The University of Haifa hosted leading American security experts and former US defense officials representing the Hudson Institute think tank from Aug. 22-23 for a high-level workshop on topics including naval warfare, the geopolitics of natural gas, and American and Israeli capabilities in dealing with the Mideast region’s evolving challenges.

As the US and Israel continue to cooperate extensively in arenas such as addressing maritime security challenges, intelligence-sharing, military R&D, security diplomacy, and more, University of Haifa is at the forefront of the academic and strategic landscape of those issues through its Haifa Research Center for Maritime Policy & Strategy (HMS), which develops strategic knowledge by focusing on Israel’s maritime surroundings. The center prioritizes five areas of research: regional security and foreign policy; the mobility of goods, people, ideas; law; energy; and the environment.

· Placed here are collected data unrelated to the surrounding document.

PR #2081, opened 2024-01-31
Fix Blueprint template to be self-contained

evgenyz:
Now the generated Blueprint file will be ready-to-use right after generation unless a custom data stream is used for hardening.

There are also instructions on how to adapt the Blueprint for a custom data stream.

### DIFF
--- a/src/XCCDF_POLICY/xccdf_policy_remediate.c
+++ b/src/XCCDF_POLICY/xccdf_policy_remediate.c
@@ -1150,15 +1150,7 @@ static int _write_script_header_to_fd(struct xccdf_policy *policy, struct xccdf_
 			"profile_id = \"%s\"\n"
 			"# If your hardening data stream is not part of the 'scap-security-guide' package\n"
 			"# provide the absolute path to it (from the root of the image filesystem).\n"
-			"# datastream = \"/usr/share/xml/scap/ssg/content/ssg-xxxxx-ds.xml\"\n\n"
-			"# If your hardening data stream is not part of the 'scap-security-guide' package\n"
-			"# you don't need this package to be installed in the image (section can be removed).\n"
-			"[[packages]]\n"
-			"name = \"scap-security-guide\"\n"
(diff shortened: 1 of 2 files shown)


jan-cerny:
@evgenyz do you plan to do a self-review?

evgenyz:
> @evgenyz do you plan to do a self-review?

Nope. It was a glitch.

evgenyz:
Also, @comps, please take a look.

src/XCCDF_POLICY/xccdf_policy_remediate.c
```diff
@@ -1143,10 +1143,23 @@ static int _write_script_header_to_fd(struct xccdf_policy *policy, struct xccdf_
...
+			"# provide the absolute path to it (from the root of the image filesystem).\n"
+			"# datastream = \"/usr/share/xml/scap/ssg/content/ssg-xxxxx-ds.xml\"\n\n"
+			"# If your hardening data stream is not part of the 'scap-security-guide' package\n"
+			"# you don't need this package to be installed in the image (section can be removed).\n"
+			"[[packages]]\n"
+			"name = \"scap-security-guide\"\n"
+			"version = \"*\"\n\n"
+			"[[packages]]\n"
+			"name = \"openscap-scanner\"\n"
+			"version = \"*\"\n\n",
```
comps, line 1161: I probably wouldn't do this.

The target system doesn't need `scap-security-guide` or `openscap-scanner` since the changes were already applied during image creation. It might be convenient in case the admin wants to run `oscap` from CLI to double-check, but it unnecessarily bloats the image.

Plus it might provide confusing results if the admin used `datastream = ` for `[customizations.openscap]` since the installed `scap-security-guide` RPM will likely have different content version.

evgenyz: I've removed these sections. By the time it hits downstream they won't be needed (they are implicit in the upstream of IB now).

jan-cerny (approved):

The visiting delegation of senior researchers from the Washington, DC-based Hudson Institute’s Center for Future Security Studies featured Adm. Gary Roughead, the 29th US chief of naval operations from September 2007 to September 2011, as well as Douglas J. Feith, who served as US undersecretary of defense for policy from July 2001 to August 2005. Roughead and Feith held a workshop with Prof. Shaul Horev, head of HMS and the immediate past leader of the Israel Atomic Energy Commission, and Maj.-Gen. (res.) Ami Ayalon, chairman of the HMS Executive Committee.

“Israel must act on several fronts. It must reconsider its naval capabilities in the face of new threats from the sea, implement legal and regulatory policies like other countries that export energy, and above all adopt the mentality of a country that is a regional maritime power that guarantees its energy future and effectively protects its borders,” Roughead said at the workshop. He also noted that “neglecting to handle the delimitation of maritime borders with Lebanon could lead to a military flare-up for Israel.”

HMS was established in response to the rising significance of the maritime domain both globally and in the Middle East—including oil discoveries in the eastern Mediterranean, the evolution of the Israeli Navy into a national strategic arm, Israel’s total dependence on sea trade, and the growing realization that future development of national infrastructure worldwide might need to be done in the sea as land becomes scarce.

“The purpose of this week’s workshop was to jointly study and evaluate what we expect to be the nature of naval warfare in the region in the coming decades, and to examine ways in which the governments of the United States and Israel can cooperate in dealing with maritime security challenges,” said Horev.

He added, “The strategic importance of the Mediterranean Sea is only increasing. The sea provides Israel with strategic depth and increases the territory from which it is possible for the country to operate militarily, rather than exclusively on land.”